He lies on his bed, her letter, twice-read, folded on his chest. Hey, you, with your gas-jet eyes, tell me more about your art.

He likes to think of her as she wrote herself in the letter, her hands blue with dried paint. Her hands blue with dried paint and unbuttoning, unbuttoning. He likes to think of her as an artist. He hasn't seen any of her work, but this is irrelevant. Sitting up, he opens his notebook to a fresh page.

If I could draw, he writes, I would buy a sketchbook and fill it with the remembered contours of your body, the swell of your breasts, the turns of your thighs, in pencil, charcoal, ink, over and over for pages and pages so that anybody finding it would think me a terrible, fixated deviant (and would be right).

He looks at the sentence, too-long and too-lofty, and consigns the page to the wastebasket with a satisfying tear and crumple. Her letter he slips back into its envelope and drops in the open drawer of his nightstand. He's always kept the envelopes.

He thinks of her wearing dark red lipstick and a jaunty hat, dashing between gallery and studio in a hurry. He thinks of her standing flushed and nearly nude before large, half-finished canvasses.

The last time he saw her she wore a pale green sweater and a pair of purple high-tops. She dressed - probably still does - like an explosion at the Baby Gap factory, grabbing clothing at random with little regard for clashing colours. The kind of girl who tries too hard to be eccentric and ends up an eyesore. Maybe she's colourblind, he thinks.

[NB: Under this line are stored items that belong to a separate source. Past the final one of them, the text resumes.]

PR #148, opened 2018-11-10
skip single instance check on non-linux platforms

### LINKED ISSUE #139: make concurrent app start prevention mac friendly
there is some developer unfriendliness in the mac dev env, due to the fact that most developers are using Debian or Qubes:

- prevent concurrent app start does not work on mac
- ~~`make test` does not work on mac due to lack of xvfb~~

this is bad because generally at hackathons 90% of attendees use macs for development, so we should resolve

heartsucker:
fixes #139

### DIFF
--- a/securedrop_client/app.py
+++ b/securedrop_client/app.py
@@ -18,6 +18,7 @@ along with this program.  If not, see <http://www.gnu.org/licenses/>.
 """
 import logging
 import os
+import platform
 import signal
 import sys
 import socket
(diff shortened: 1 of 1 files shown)


redshiftzero:
this works as expected on Qubes - want to give this a spin on macOS @timruffles ?

redshiftzero:
(we could modify the logic to use a file on disk, but this is an also fine minimal fix)

redshiftzero:
cool thanks for the review @timruffles !

Issue #146, opened 2018-11-10
Client crashes when user clicks Download in Offline mode


zenmonkeykstop:
In Qubes, the application crashes when a user chooses not to log in, opens a source, and chooses Download for a not previously-downloaded file submission, with error text: 
```
^[Traceback (most recent call last):
  File "/opt/venvs/securedrop-client/lib/python3.5/site-packages/securedrop_client/gui/widgets.py", line 462, in mouseReleaseEvent
    self.controller.on_file_download(self.source, self.submission)
  File "/opt/venvs/securedrop-client/lib/python3.5/site-packages/securedrop_client/logic.py", line 490, in on_file_download
    func = self.api.download_submission
AttributeError: 'NoneType' object has no attribute 'download_submission'
```
(Clicking Open on a previously-downloaded submission works as expected, spawning a dispVM to view the file.)

redshiftzero:
fixed in #150

PR #150, opened 2018-11-10
Fix crash in offline mode

redshiftzero:
Fix defect #146 discovered by @zenmonkeykstop

Also adds a conditional test skip on macOS as followup from #148 

Test plan:

1. Submit a test document via the source interface
2. Sign in and sync
3. Sign out
4. Click the download
5. The application should not crash :wink: and you should see: 

screen shot 2018-11-10 at 2 02 30 pm

### DIFF
--- a/tests/test_app.py
+++ b/tests/test_app.py
@@ -2,6 +2,7 @@
 Tests for the app module, which sets things up and runs the application.
 """
 import os
+import platform
 import pytest
 import sys
 from PyQt5.QtWidgets import QApplication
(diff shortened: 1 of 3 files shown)


tests/test_app.py
```diff
@@ -46,6 +47,8 @@ def test_configure_logging(safe_tmpdir):
         assert sys.excepthook == excepthook
 
 
+@pytest.mark.skipif(platform.system() != 'Linux',
```
heartsucker: Ah right, def forgot this.

Issue #2792, opened 2025-10-30
app: UX for pending replies


micahflee:
We need a way of conveying when a user sends a reply to a source, but it hasn't synced yet.

<img width="1337" height="1012" alt="Image" src="https://github.com/user-attachments/assets/1c771354-1e92-44cb-9f11-3e9ee8943f30" />

jskinne3:
Food for thought:
- Should we sync upon message send? Rather than wait for the timer? Might be a more pleasing UX
- Do we want the sync timer to include a random interval? Might prevent timing attacks, repeated message collisions.

vickiniu:
I think we can consolidate with this issue: https://github.com/freedomofpress/securedrop-client/issues/2674

PR #2931, opened 2025-12-18
Trigger sync immediately after queuing a pending reply

legoktm:
Replies are the main place where we don't implicitly show the finished state and instead have a pending indicator. We can reduce the amount of time a reply is pending by syncing it to the server as soon as it is queued.

Refs #2792.

This was written by Claude Code. 

## Test plan

* [ ] send a reply, see in e.g. the server logs that a sync happens immediately after and the reply is no longer pending.
* [ ] no errors in offline mode, it still stays pending until you go online 
## Checklist

This change accounts for:


vickiniu (approved):
lgtm!

PR #2956, opened 2026-01-05
Fix small memory leak in config_qubesdb.rs

### LINKED ISSUE #2954: memory leak in proxy's qubesdb FFI code
## Description

https://github.com/freedomofpress/securedrop-client/blob/4f5e43af55ba2abad60b69aef06ad5916f856262/proxy/src/config_qubesdb.rs#L21

We never explicitly `free(value_unsafe)`, so it becomes a memory leak. Because securedrop-proxy processes are relatively short lived and only ever look up 2 values in qubesdb, it's not a big deal, but something we should clean up.

This was originally reported by akleeko18 in BugCrowd, but AFAICT there's no security impact.

legoktm:
The pointer returned from qdb_read() needs to be explicitly freed.

Also add some more is_null() checks to be on the safe side.

Fixes #2954.

## Checklist

This change accounts for:

### DIFF
--- a/Cargo.lock
+++ b/Cargo.lock
@@ -1043,6 +1043,7 @@ dependencies = [
  "anyhow",
  "bindgen",
  "futures-util",
+ "libc",
  "reqwest",
  "serde",
  "serde_json",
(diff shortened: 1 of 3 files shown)


legoktm:
We'll come back to this at some point.

PR #2957, opened 2026-01-05
Implement better approach to sanitizing gzip-provided filename

legoktm:
The approach in 90b8c4c was purely validation, we tried to see if it was a path traversal, and if not, allowed the string through. A better approach is to sanitize the path - we just expect a filename here, so that's exactly what we should return. Absent a bug in pathlib, calling `Path(...).name` guarantees no path traversals because it's just a filename and not a full path.

Fixes #

## Checklist

This change accounts for:

### DIFF
--- a/client/securedrop_client/crypto.py
+++ b/client/securedrop_client/crypto.py
@@ -84,7 +84,10 @@ def read_gzip_header_filename(filename: str) -> str:
             original_filename = str(fb, "utf-8")
 
     check_path_traversal(original_filename)
-    return original_filename
+    name = Path(original_filename).name
+    if not name:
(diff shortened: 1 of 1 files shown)


legoktm:
The motivation here is the same as https://daniel.haxx.se/blog/2025/12/29/no-strcpy-either/:
> An additional minor positive side-effect of this change is of course that this should effectively prevent the AI chatbots to report strcpy uses in curl source code and insist it is insecure if anyone would ask (as people still apparently do). It has been proven numerous times already that strcpy in source code is like a honey pot for generating hallucinated vulnerability claims.

The logic is still more convoluted than I'd like, but this should be enough I hope to prevent people from falsely thinking it's vulnerable.

PR #2976, opened 2026-01-14
Upgrade to Ant Design 6

### LINKED ISSUE #2914: Opening deletion modal triggers CSP warning/failure
## Description

Open the delete modal and in the console you'll see an error like:
> Refused to apply inline style because it violates the following Content Security Policy directive: "style-src 'self' 'nonce-E/he64wreXKyOcBV8B1HeKzqpEP8ZdPA8WYT7GNGx6Q=' 'nonce-P/cdgdXW4zxLoQTMIQo6opborxKuay3GT1//Qle+3Ho='". Either the 'unsafe-inline' keyword, a hash ('sha256-FOi+Xu6l37Aoxkj3Z5fe/+E+NSCivDFSI4Pwg8Tpy8Q='), or a nonce ('nonce-...') is required to enable inline execution

Others have complained about this, e.g. https://github.com/ant-design/ant-design/issues/53032. Based on https://github.com/ant-design/ant-design/pull/52027#issuecomment-2544911920 and https://5x.ant.design/components/modal#why-i-can-not-access-context-redux-configprovider-localeprefixcls-in-modalxxx it seems like the ConfigProvider where we set our CSP nonce is not carried over to the modal and needs to be explicitly added? I don't really follow what we're supposed to be doing.

micahflee:
Fixes #2914

This PR upgrades from antd 5.x to antd 6.x.

It also reduces the strictness of the CSP, by allowing `unsafe-inline` styles. This is unfortunate, but it seems that it's the only way to solve #2914, and even worse, antd 6 introduces far more inline CSS without including nonces than antd 5 did. (After upgrading to antd 6, all of the form styles on login page get blocked by the CSP.)

The way I see it our choices are:

- Stick with antd 5, and ignore the CSP warnings when opening the delete dialog (which is the status quo in `main` branch)
- Stick with antd 5 but allow `unsafe-inline` styles
- Upgrade to antd 6 and allow `unsafe-inline` styles (what this PR does)

antd 6 has introduced [Zero Runtime](https://ant.design/docs/react/customize-theme#zero-runtime):

> Starting from 6.0.0, we provide `zeroRuntime` mode to further improve application performance. When enabled, Ant Design will no longer generate component styles at runtime, so you need to manually import the style files.

However, I tried turning this on, and I still had all of the same CSP errors when trying to style the sign in page, so it didn't fix the problem.

It seems that, if we do want to upgrade to antd 6, we will need to allow `unsafe-inline` styles. Are we okay with this?

## Checklist

This change accounts for:

### DIFF
--- a/app/src/renderer/test-component-setup.tsx
+++ b/app/src/renderer/test-component-setup.tsx
@@ -18,6 +18,13 @@ import { ExportStatus, PrintStatus } from "../types";
 // extends Vitest's expect with jest-dom matchers
 expect.extend(matchers);
 
+// Mock ResizeObserver for Ant Design components (not available in jsdom)
+global.ResizeObserver = class ResizeObserver {
+  observe() {}
+  unobserve() {}
+  disconnect() {}
+};
+
 // Mock window.matchMedia for Ant components
 Object.defineProperty(window, "matchMedia", {
   writable: true,


zenmonkeykstop:
Agree with @vickiniu on `unsafe-inline`. Would it be worth doing a bit more of a spike on getting the zero-runtime option working, or finding out why it doesn't and maybe getting some bugfixes in? 

Long-term it does seem like being unable to move to new versions of Ant would be a maintainability problem.

PR #2979, opened 2026-01-14
[app] separate message and file download queues

### LINKED ISSUE #2968: app: messages and files should be fetched in separate queues
Separate fetch queues into messages and files so that messages continue fetching even when large file download is in progress

vickiniu:
Fixes #2968 

Creates separate download queues for files vs messages. Now that we've added more realistic timeouts for large file downloads, those may take a long time to run. We don't want message fetching to be blocked while large file downloads are in process, so we handle them in a separate queue.

## Test plan

(easier to test on Qubes with Tor latency)

- Create a very large file submission
- Initiate file download (shoudl take on order of minutes)
- While file download is in progress, send new message submissions
- Message submissions should still be fetched + decrypted

## Checklist

This change accounts for:

### DIFF
--- a/app/src/main/fetch/queue.test.ts
+++ b/app/src/main/fetch/queue.test.ts
@@ -724,31 +724,75 @@ describe("TaskQueue - Two-Phase Download and Decryption", () => {
   });
 
   describe("Queue Integration", () => {
-    it("should queue items for processing", () => {
+    it("should queue messages to messageQueue and files to fileQueue", () => {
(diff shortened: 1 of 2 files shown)


legoktm (changes requested):
Looks good, I have one further ask; since we're splitting the queues now, can we set maxTimeout for the message queue to a lower value like 60 seconds?

legoktm:
Thanks, just going to squash and then will merge.

PR #2995, opened 2026-01-21
Remove QUBES_ENV_SOURCED env var, to allow config tests to pass in Qubes

zenmonkeykstop:
Removes `QUBES_ENV_SOURCED` environmental variable from imports for config tests, allowing the `Config > Qubes detection > does not detect Qubes when no QUBES_ env vars exist` test to pass when run in a Qubes VM.

## Test plan
- [ ] CI is passing


zenmonkeykstop:
> I do wonder at what point we should just delete all QUBES_ variables from the env instead of having a list...

That's also an option, but it's good to be specific. Or we can just skip this test in Qubes (developer) envs.

PR #3017, opened 2026-01-26
Upgrade to Electron 40 & nodejs 24

### LINKED ISSUE #3000: Upgrade to Electron v40
https://www.electronjs.org/blog/electron-40-0

Notably upgrades nodejs to 24, which'll require some more changes than usual.

legoktm:
Fixes #3000.

## Test plan

* [ ] Install nodejs 24 locally, verify `pnpm lint` + `pnpm test` work. If you're not using e.g. nvm, on Fedora I installed `node-24` and switched to it with [update-alternatives](https://beko.famkos.net/2024/06/12/updating-default-nodejs-version-on-fedora/).
* [ ] Smoke test basic functionality, including login, offline mode, sync, print/export

There's a new error/warning like:
```
[9652:0127/111126.745434:ERROR:dbus/object_proxy.cc:573] Failed to call method: org.freedesktop.systemd1.Manager.StartTransientUnit: object_path= /org/freedesktop/systemd1: org.freedesktop.systemd1.UnitExists: Unit app-org.chromium.Chromium-9652.scope was already loaded or has a fragment file.
```
but as far as I can tell there's no negative effects. Everything in Qubes works fine.

## Checklist

This change accounts for:

### DIFF
--- a/.github/workflows/app.yml
+++ b/.github/workflows/app.yml
@@ -45,7 +45,7 @@ jobs:
       - name: Install node
         uses: actions/setup-node@v6
         with:
-          node-version: "22.x"
+          node-version: "24.x"
           cache: pnpm
           cache-dependency-path: app/pnpm-lock.yaml
       - name: Install node dependencies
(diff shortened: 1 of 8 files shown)


micahflee (dismissed):
I've confirmed that when you run `pnpm install` from node 22, it shows a warning and then fails to install better-sqlite, like it should.

I've confirmed that with node 24, the lint and tests pass.

And I smoke tested all of the features, everything works as expected.

PR #3037, opened 2026-01-28
Only allow one instance of the app to run at a time

### LINKED ISSUE #3033: Don't allow multiple instances of the app
On SecureDrop Workstation, when I click the icon on the Desktop, it launches a new instance of the app every single time. This ends up in a weird situation where I have multiple windows open, some logged in, some not, and all of them trying to stay in sync with the server.

The app should check whether or not another instance is already running, and if so, prevent a secondary launch.

legoktm:
Use Electron's single-instance lock: <https://www.electronjs.org/docs/latest/api/app#apprequestsingleinstancelockadditionaldata>.

Fixes #3033.

## Test plan

* [x] Install onto a workstation with `app: true` using `try-client-pr.py`.
* [x] launch the app through the desktop icon.
* [x] click the desktop icon again, no second app window launches.
* [x] open a terminal in `sd-app`, run `securedrop-app`, see that it opens a dialog that says another version of SecureDrop is running. (Note: this isn't localized because it runs outside of the browser frontend, which is where our localization lives)
## Checklist

This change accounts for:

### DIFF
--- a/app/src/main/index.ts
+++ b/app/src/main/index.ts
@@ -2,6 +2,7 @@ import "source-map-support/register";
 import {
   app,
   BrowserWindow,
+  dialog,
   ipcMain,
   session,
   clipboard,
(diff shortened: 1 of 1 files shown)


legoktm:
The client outputs a small alert() type box that says "SecureDrop Client is already running." I can look into how much extra work it would take to do that in electron.

PR #3040, opened 2026-01-29
[app] export entire source

### LINKED ISSUE #2935: app: Support exporting entire source
Like the client, we should support the exporting of an entire source, which is the transcript and any already downloaded items (I don't remember off the top of my head if the client warns about non-downloaded files).

vickiniu:
Fixes #2935

Adds support for exporting an entire source. Shows as a separate option in the dropdown menu `Export transcript and files`. Also adds another window to the Export wizard during source export that shows the user the number of downloaded files and undownloaded files before prompting continue.

Changes export archive format to now be:

```
sd-export-<timestamp>/
    -> |export_data/
        -> | <source_journalist_designation>/
            -> | <item_uuid>-transcript.txt
               | <item_uuid>-filename
                ...
```

## Checklist

This change accounts for:

### DIFF
--- a/app/src/main/index.ts
+++ b/app/src/main/index.ts
@@ -471,7 +471,9 @@ app.whenReady().then(() => {
         if (!fs.existsSync(filePath)) {
           throw new Error(`Transcript file not found: ${filePath}`);
         }
-        return await exporter.export([filePath], passphrase);
+        const sourceWithItems = db.getSourceWithItems(sourceUuid);
+        const sourceName = sourceWithItems.data.journalist_designation;
+        return await exporter.export([filePath], passphrase, sourceName);
       } catch (error) {
         console.error(
           `Failed to export transcript for source: ${sourceUuid}:`,
@@ -490,6 +492,7 @@ app.whenReady().then(() => {
       passphrase: string,
     ): Promise<DeviceStatus> => {
       const filenames: string[] = [];
+      let sourceName: string | undefined;
       for (const itemUuid of itemUuids) {
         const item = db.getItem(itemUuid);
         if (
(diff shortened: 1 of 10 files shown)


app/src/types.ts
```diff
@@ -232,13 +232,18 @@ export type PayloadTranscript = {
   payload: SourceWithItems;
 };
 
+export type PayloadSource = {
+  type: "source";
+  payload: SourceWithItems;
```
zenmonkeykstop: Given how transcript and all-source export's ended up working, I wonder if the payload can just be the sourceUuid in both cases, with the `exportSource` handler doing the db lookup for SourceWithItems and iterating over its items to get the list of files. One downside might be that if anything was fetched in the iterim more files might be exported than the dialog said would be, I guess

app/src/main/index.ts
```diff
@@ -474,6 +474,44 @@ app.whenReady().then(() => {
...
+      try {
+        const transcriptPath: string = await writeTranscript(sourceUuid, db);
+
+        if (!fs.existsSync(transcriptPath)) {
+          throw new Error(`Transcript file not found: ${transcriptPath}`);
+        }
+
+        const filenames: string[] = [transcriptPath];
+        for (const itemUuid of itemUuids) {
+          const item = db.getItem(itemUuid);
```
zenmonkeykstop: this feels vaguely IDORy - there is no connection between the itemUuid and the parent source, so arbitrary other items could be exported here if the wrong array of uuids got passed in. (See comment elsewhere about just passing in a sourceUUid and letting this handler get the items to export based on that.)

app/src/main/index.ts
```diff
@@ -440,7 +440,7 @@ app.whenReady().then(() => {
         return await exporter.export([filePath], passphrase);
       } catch (error) {
         console.error(
-          `Failed to print transcript for source: ${sourceUuid}:`,
+          `Failed to export transcript for source: ${sourceUuid}:`,
```
zenmonkeykstop: 😬 thank you for catching my previous cut-n-paste goof.

Issue #3030, opened 2026-01-28
Profile large messages


jskinne3:
Large messages submitted to [demo-source.securedrop.org](https://demo-source.securedrop.org) cause the App UI to run slowly and freeze:

<img width="400" alt="Image" src="https://github.com/user-attachments/assets/9aef41f7-8dae-4d03-bc7d-4f682b67831d" />

On my computer, 5 messages of 30k emoji cause "Loading source details..." to display for 30 to 60 seconds when the user selects that source. UI is frozen during this time.

ChumOfChance:
I think following Signal's lead is a good way to handle long messages/older messages in a similar framework. 
Not sure it's been tested, but long or long-running conversations are probably ideal for SecureDrop users in terms of opsec, but might occur for various legitimate reasons. So rendering conversations with a lot of old messages nicely+quickly, also good (which it sounds like you are thinking about).

cfm:
Two other strategies to consider:

1. Refactoring the [`getSourceWithItems`](https://github.com/freedomofpress/securedrop-client/blob/4e7a76a5affa3161ed3d9dcf6fbde7fa02fd2577/app/src/renderer/features/conversation/conversationSlice.ts#L23) IPC call to return a list of item UUIDs, which are then fetched iteratively: should still be fast for small (in bytes) and short (in items) conversations, but will show incremental progress for large (in bytes) and long (in items) conversations.
2. The [placeholder or "skeleton" UI pattern](https://getbootstrap.com/docs/5.3/components/placeholders/), visually displaying the *number* of items in the conversation until they're loaded and rendered.

jskinne3:
To me a message of more than around 3k characters should be hidden behind a "more..." or something similar even if there weren't a performance issue

zenmonkeykstop:
Strongly agree with @jskinne3  - if that solves the performance problem too it's a double win.

PR #3041, opened 2026-01-29
Automatically truncate long messages with a link to expand

### LINKED ISSUE #1085: UI Polish: Message Bubble frame shadows
## Problem
The top and right edge of the white message bubble from a Source, should have a slight colored stroke on them to infer a shadow. Same, for the left and top edges of a reply, from a Journalist. See Zeplin. 

I'm tired, but will expand upon this with appropriate detail to spare the awesome folks who may tackle this, the necessity of reading my mind. :)

legoktm:
Pathologically long messages can be performance issues because it'll take the browser just a while to render them. Adopt a similar approach to Signal and some other messaging apps that automatically truncate long messages, in our case at 1000 Unicode code points, adding a "See more" link to expand the rest of the message. A corresponding "See less" link is added after expansion to allow it to collapse again.

Refs #3030.
Fixes #1085.

## Test plan

* [ ] Send yourself very long messages and see they are automatically collapsed.
* [ ] Sources with super long messages no longer lag

## Checklist

This change accounts for:

### DIFF
--- a/app/src/renderer/components/TruncatedText.test.tsx
+++ b/app/src/renderer/components/TruncatedText.test.tsx
@@ -1,0 +1,231 @@
+import { screen } from "@testing-library/react";
+import { expect, describe, it } from "vitest";
+import userEvent from "@testing-library/user-event";
+import { renderWithProviders, testMemoization } from "../test-component-setup";
+import TruncatedText from "./TruncatedText";
+
+describe("TruncatedText Component Memoization", () => {
+  const cases: Array<[{ text: string; maxCodePoints?: number }, number]> = [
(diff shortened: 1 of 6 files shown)


vickiniu (commented):
interestingly looks like we have an old issue from the legacy client for a similar problem: https://github.com/freedomofpress/securedrop-client/issues/1085 

that proposes actually having a 3rd view option of opening the message in LibreOffice for extremely long messages. I think we can leave that out of scope for this PR now, but maybe worth considering since our max message length is quite long and viewing in the application is perhaps not the most usable

PR #3065, opened 2026-02-03
Squash database migrations

### LINKED ISSUE #2613: [app] Squash dbmate migrations prior to release
## Description

We've created some dbmate migrations during the process of development that we should squash before the initial release. 

This is especially important in the case of #2596 in which we have a migration add generated stored columns, which isn't actually allowed.

micahflee:
Fixes #2613

## Checklist

This change accounts for:


legoktm (changes requested):
Can we keep the comments in schema.sql that explain the queries? Otherwise it looks good.

micahflee:
> Can we keep the comments in schema.sql that explain the queries? Otherwise it looks good.

The problem is that `npm run dbmate:check` dumps the schema without any comments and overwrites `schema.sql`, and this is run automatically in CI. And if we add comments to `schema.sql`, they'll just get stripped with the next migration.

Instead I added comments explaining it into the migration itself.

PR #3608, opened 2026-07-15
schema: validate that uuid matches metadata.uuid

### LINKED ISSUE #3565: Server item UUID mismatch can collide decrypted file identities

vickiniu:
Fixes #3565 

Updates the zod schema for `BatchResponse` types to validate that the entity's uuid matches the content of `metadata.uuid`. This ensures that no malformed response will be validated, preventing potential bugs leading to an item's contents being decrypted into the wrong directory or other potential issues.

## Test plan
Unit tests

## Checklist

This change accounts for:

### DIFF
--- a/app/src/schemas.ts
+++ b/app/src/schemas.ts
@@ -100,11 +100,27 @@ export const IndexSized: SizedSchema = {
   description: "index",
 };
 
-// Metadata, maps UUIDs to full metadata objects
+// A record whose keys must equal each value's own `uuid` field.
+const uuidKeyedRecord = <T extends z.ZodType<{ uuid: string }>>(
+  value: T,
+  label: string,
+) =>
+  z.record(UUIDSchema, value.nullable()).superRefine((data, ctx) => {
+    for (const [uuid, metadata] of Object.entries(data)) {
+      if (metadata && uuid !== metadata.uuid) {
+        ctx.addIssue({
+          code: "custom",
+          message: `${label} UUID does not match its metadata uuid`,
+          path: [uuid],
+        });
+      }
+    }
+  });
+
 export const BatchResponseSchema = z.object({
-  sources: z.record(UUIDSchema, SourceMetadataSchema.nullable()),
-  items: z.record(UUIDSchema, ItemMetadataSchema.nullable()),
-  journalists: z.record(UUIDSchema, JournalistMetadataSchema.nullable()),
+  sources: uuidKeyedRecord(SourceMetadataSchema, "source"),
+  items: uuidKeyedRecord(ItemMetadataSchema, "item"),
+  journalists: uuidKeyedRecord(JournalistMetadataSchema, "journalist"),
   events: z.record(z.string(), z.tuple([z.number(), z.string().nullable()])),
 });
 
--- a/app/src/main/sync/index.test.ts
+++ b/app/src/main/sync/index.test.ts
@@ -162,7 +162,7 @@ describe("syncMetadata", () => {
         [SOURCE_UUID_1]: "abc",
       },
       items: {
-        [SOURCE_UUID_2]: "def",
+        [ITEM_UUID_1]: "def",
       },
       journalists: {
         [JOURNALIST_UUID_1]: "ghi",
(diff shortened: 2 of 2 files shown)


app/src/schemas.ts
cfm, line 1: I was curious to see if there's a way to do this without iterating.  There isn't, but Claude suggested typing it generically:

```typescript
// A record whose keys must equal each value's own `uuid` field.
const uuidKeyedRecord = <T extends z.ZodType<{ uuid: string }>>(
  value: T,
  label: string,
) =>
  z.record(UUIDSchema, value.nullable()).superRefine((data, ctx) => {
    for (const [uuid, metadata] of Object.entries(data)) {
      if (metadata && uuid !== metadata.uuid) {
        ctx.addIssue({
          code: "custom",
          message: `${label} UUID does not match its metadata uuid`,
          path: [uuid],
        });
      }
    }
  });

export const BatchResponseSchema = z.object({
  sources: uuidKeyedRecord(SourceMetadataSchema, "source"),                                                                
  items: uuidKeyedRecord(ItemMetadataSchema, "item"),                                                                      
  journalists: uuidKeyedRecord(JournalistMetadataSchema, "journalist"),                                                    
  events: z.record(z.string(), z.tuple([z.number(), z.string().nullable()])),                                              
});
```

I like that this makes the invariant a property of a reusable type rather than restating it for each kind of synchronized object.  (This approach would also dissolve all of Copilot's nitpicks here.)  But I'll defer to you on whether it's worth it!

cfm (changes requested):
Nice to see how easy Zod makes it to do this!  One suggestion inline for your consideration, but the only blocker is that linting is failing.

app/src/schemas.ts
vickiniu: ah nice, this is much cleaner! thanks for sketching this out

cfm (approved):
Thanks, @vickiniu!

PR #3610, opened 2026-07-15
Ensure rsyslog can access /dev/xen

### LINKED ISSUE #3609: logs are not flowing to sd-log in bookworm (1.5.0-rc1)
## Description

@nathandyer flagged during 1.5.0-rc1 QA that logs were not flowing to sd-log, which I was able to verify.

The root cause appears to be that trixie's rsyslogd has better systemd hardening (yay), including `PrivateDevices=yes`, which blocks access to most of /dev. However our rsyslog plugin invokes qrexec-client-vm, which needs access to `/dev/xen` for vchan stuff.

I am not sure what changed since https://github.com/freedomofpress/securedrop-client/pull/3535, at which time I did verify logs were working.

legoktm:
Our plugin invokes qrexec-client-vm, which needs to write to devices inside /dev/xen. trixie's rsyslog now has PrivateDevices=yes, which hides it, so set BindPaths to exempt /dev/xen.

Fixes #3609.

## Test plan

Functional test (@nathandyer)

* [ ] Use try-client-pr to check this PR out on a trixie system
* [ ] Start Inbox, have it sync, see logs are flowing
* [ ] in e.g. sd-app, look at journalctl and don't see rsyslog errors

Code review (@deeplow)
* [ ] verify `/dev/xen` is future-proof enough

## Checklist

This change accounts for:

### DIFF
--- a/debian/securedrop-log.install
+++ b/debian/securedrop-log.install
@@ -2,3 +2,4 @@ log/log_client_files/sd-rsyslog usr/sbin/
 log/log_client_files/sdlog.conf etc/rsyslog.d/
 log/log_client_files/sd-rsyslog.conf etc/
 log/securedrop.Log etc/qubes-rpc/
+log/systemd/rsyslog.service.d/35_securedrop-xen.conf usr/lib/systemd/system/rsyslog.service.d
--- a/log/systemd/rsyslog.service.d/35_securedrop-xen.conf
+++ b/log/systemd/rsyslog.service.d/35_securedrop-xen.conf
@@ -1,0 +1,4 @@
+# Our plugin invokes qrexec-client-vm, which needs /dev/xen to
+# survive the PrivateDevices=yes hardening
+[Service]
+BindPaths=-/dev/xen


nathandyer:
Functional tests LGTM

## Test plan

Functional test (@nathandyer)

* [x] Use try-client-pr to check this PR out on a trixie system
* [x] Start Inbox, have it sync, see logs are flowing
* [x] in e.g. sd-app, look at journalctl and don't see rsyslog errors

Note: I also tried:

`echo test | logger` and could not reproduce the errors from earlier

deeplow:
> Code review (@deeplow)
> * [x] verify `/dev/xen` is future-proof enough

I coudn't find any evidence to the contrary. I looked through the source of vchan a bit but it's of course a lot to parse, but I was not finding anything other than devices under "xen".

Then I also looked for syscalls relating to file operations, and filtered for what happened  under `/dev` and was not `/dev/xen` and I only found stdin, which is not really relevant, since the stdin  comes from the process itself so it shoudn't be filtered. Here's the call:

```
user@sd-app:~$ strace -fy  /usr/bin/qrexec-client-vm sd-log securedrop.Log 2>&1 | grep /dev | grep -v /dev/xen 
fcntl(0</dev/pts/0>, F_GETFD)           = 0
fcntl(0</dev/pts/0>, F_GETFL)           = 0x80002 (flags O_RDWR|O_CLOEXEC)
fcntl(0</dev/pts/0>, F_SETFL, O_RDWR|O_NONBLOCK|O_CLOEXEC) = 0
```

I also took a bit of a look at the systemd device filtering (I didn't know about this way to use eBPF. Nice!). I didn't find it super clear that the correct way to set this up would be with BindPaths to allow a single one. [`DeviceAllow`](https://www.freedesktop.org/software/systemd/man/latest/systemd.resource-control.html#Device%20Access) would sound like a logical choice, but I didn't get so lucky with that. And I've validated your solution only adds dev to the list of devices under `/dev/` from the processe's perspectice.

So I'd say this is good to go.

legoktm:
> [`DeviceAllow`](https://www.freedesktop.org/software/systemd/man/latest/systemd.resource-control.html#Device%20Access) would sound like a logical choice, but I didn't get so lucky with that.

I should've mentioned that I had Claude try that out but it didn't work, it's explanation was that DeviceAllow "governs the cgroup device access policy" but you need to be able to see the device first, and PrivateDevices was already overriding that.

deeplow (approved):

Once, she combined four entirely different shades of red in the same outfit - dress, stockings, matronly cardigan, scarf, ranging from crimson to pastel. He remembers that, dancing with her in that embarassing outfit, the way she reminded him of a bleary-eyed kindergartener playing an imp in her school pageant. This is a reality in which he is wholly uninterested.

He closes his eyes and thinks harder about the jaunty hat, the lipstick, the gallery. He clothes her in smart boots and presses her wild hair into smooth curls. He unbuckles his belt and thinks of her hands.

He'll write her back tomorrow, he decides lamely, and ask about her art.